ACTIVITY ::
Examine each line of the data. Copy those that contain the string "rather".

INFORMATION SUPPLIED ::

- - -

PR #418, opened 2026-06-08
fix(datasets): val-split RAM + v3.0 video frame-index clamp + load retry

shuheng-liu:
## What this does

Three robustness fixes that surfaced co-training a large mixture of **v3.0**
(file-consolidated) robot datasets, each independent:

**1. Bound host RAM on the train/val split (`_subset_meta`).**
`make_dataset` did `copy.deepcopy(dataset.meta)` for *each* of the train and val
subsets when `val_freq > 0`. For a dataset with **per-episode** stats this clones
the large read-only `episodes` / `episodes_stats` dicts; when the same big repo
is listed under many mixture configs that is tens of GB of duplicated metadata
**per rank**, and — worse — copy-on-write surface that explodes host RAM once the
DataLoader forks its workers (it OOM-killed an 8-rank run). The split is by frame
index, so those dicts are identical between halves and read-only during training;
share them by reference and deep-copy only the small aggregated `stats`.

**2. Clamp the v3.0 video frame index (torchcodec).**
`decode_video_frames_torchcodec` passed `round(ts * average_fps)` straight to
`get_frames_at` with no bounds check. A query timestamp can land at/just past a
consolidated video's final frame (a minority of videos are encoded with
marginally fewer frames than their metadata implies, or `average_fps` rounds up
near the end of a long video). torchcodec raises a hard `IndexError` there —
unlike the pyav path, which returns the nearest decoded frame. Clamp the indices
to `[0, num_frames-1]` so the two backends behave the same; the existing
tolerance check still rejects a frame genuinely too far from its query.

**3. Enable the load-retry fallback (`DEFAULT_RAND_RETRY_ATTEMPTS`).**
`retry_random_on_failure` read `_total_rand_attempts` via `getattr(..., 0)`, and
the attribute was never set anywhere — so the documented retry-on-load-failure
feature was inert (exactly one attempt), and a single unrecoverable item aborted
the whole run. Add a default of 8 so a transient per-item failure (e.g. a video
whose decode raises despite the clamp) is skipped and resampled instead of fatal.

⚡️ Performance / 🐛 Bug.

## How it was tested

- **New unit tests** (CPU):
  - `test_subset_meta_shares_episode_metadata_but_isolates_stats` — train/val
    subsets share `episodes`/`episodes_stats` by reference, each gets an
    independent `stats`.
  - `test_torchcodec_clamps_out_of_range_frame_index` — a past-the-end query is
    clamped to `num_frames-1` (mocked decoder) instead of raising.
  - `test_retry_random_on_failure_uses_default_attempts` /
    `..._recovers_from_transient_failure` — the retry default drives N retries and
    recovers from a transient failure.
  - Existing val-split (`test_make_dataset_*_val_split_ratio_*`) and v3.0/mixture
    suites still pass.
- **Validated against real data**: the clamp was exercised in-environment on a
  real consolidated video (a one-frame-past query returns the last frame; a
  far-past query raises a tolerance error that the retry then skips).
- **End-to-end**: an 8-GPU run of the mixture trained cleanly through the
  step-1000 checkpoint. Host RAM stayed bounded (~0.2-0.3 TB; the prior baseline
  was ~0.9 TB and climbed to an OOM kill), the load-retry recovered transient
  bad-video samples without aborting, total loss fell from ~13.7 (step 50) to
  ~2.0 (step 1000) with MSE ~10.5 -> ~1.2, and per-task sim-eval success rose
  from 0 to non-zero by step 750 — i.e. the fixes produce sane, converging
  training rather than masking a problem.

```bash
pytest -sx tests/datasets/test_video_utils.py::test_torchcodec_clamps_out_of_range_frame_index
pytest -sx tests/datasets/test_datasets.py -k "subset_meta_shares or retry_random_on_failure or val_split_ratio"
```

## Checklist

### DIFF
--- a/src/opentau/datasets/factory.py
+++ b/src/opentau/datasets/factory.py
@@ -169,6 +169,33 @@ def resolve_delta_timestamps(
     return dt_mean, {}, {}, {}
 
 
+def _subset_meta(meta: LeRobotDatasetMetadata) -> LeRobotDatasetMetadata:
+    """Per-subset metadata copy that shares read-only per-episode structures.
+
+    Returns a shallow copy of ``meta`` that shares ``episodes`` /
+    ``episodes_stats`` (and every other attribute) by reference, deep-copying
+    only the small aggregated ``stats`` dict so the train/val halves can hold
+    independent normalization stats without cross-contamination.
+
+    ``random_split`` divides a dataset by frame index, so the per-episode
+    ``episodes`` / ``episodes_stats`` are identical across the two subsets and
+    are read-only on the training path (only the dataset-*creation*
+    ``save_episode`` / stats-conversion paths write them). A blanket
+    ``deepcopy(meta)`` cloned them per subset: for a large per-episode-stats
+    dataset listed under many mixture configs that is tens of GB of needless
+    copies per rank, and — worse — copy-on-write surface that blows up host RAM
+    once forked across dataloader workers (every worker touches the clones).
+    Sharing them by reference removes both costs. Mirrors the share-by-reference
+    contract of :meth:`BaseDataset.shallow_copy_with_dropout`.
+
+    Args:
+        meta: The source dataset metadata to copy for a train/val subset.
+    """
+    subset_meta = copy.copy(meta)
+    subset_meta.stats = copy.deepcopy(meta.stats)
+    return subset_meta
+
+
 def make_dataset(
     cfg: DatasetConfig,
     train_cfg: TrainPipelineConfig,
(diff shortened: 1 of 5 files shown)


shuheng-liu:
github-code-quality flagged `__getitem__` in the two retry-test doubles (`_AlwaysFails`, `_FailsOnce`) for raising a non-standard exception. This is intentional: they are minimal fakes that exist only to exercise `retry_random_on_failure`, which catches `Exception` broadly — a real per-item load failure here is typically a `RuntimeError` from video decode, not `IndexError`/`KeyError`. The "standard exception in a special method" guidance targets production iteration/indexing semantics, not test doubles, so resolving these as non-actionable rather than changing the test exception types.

- - -

WRITTEN RESPONSE ::
  training rather than masking a problem.
github-code-quality flagged `__getitem__` in the two retry-test doubles (`_AlwaysFails`, `_FailsOnce`) for raising a non-standard exception. This is intentional: they are minimal fakes that exist only to exercise `retry_random_on_failure`, which catches `Exception` broadly — a real per-item load failure here is typically a `RuntimeError` from video decode, not `IndexError`/`KeyError`. The "standard exception in a special method" guidance targets production iteration/indexing semantics, not test doubles, so resolving these as non-actionable rather than changing the test exception types.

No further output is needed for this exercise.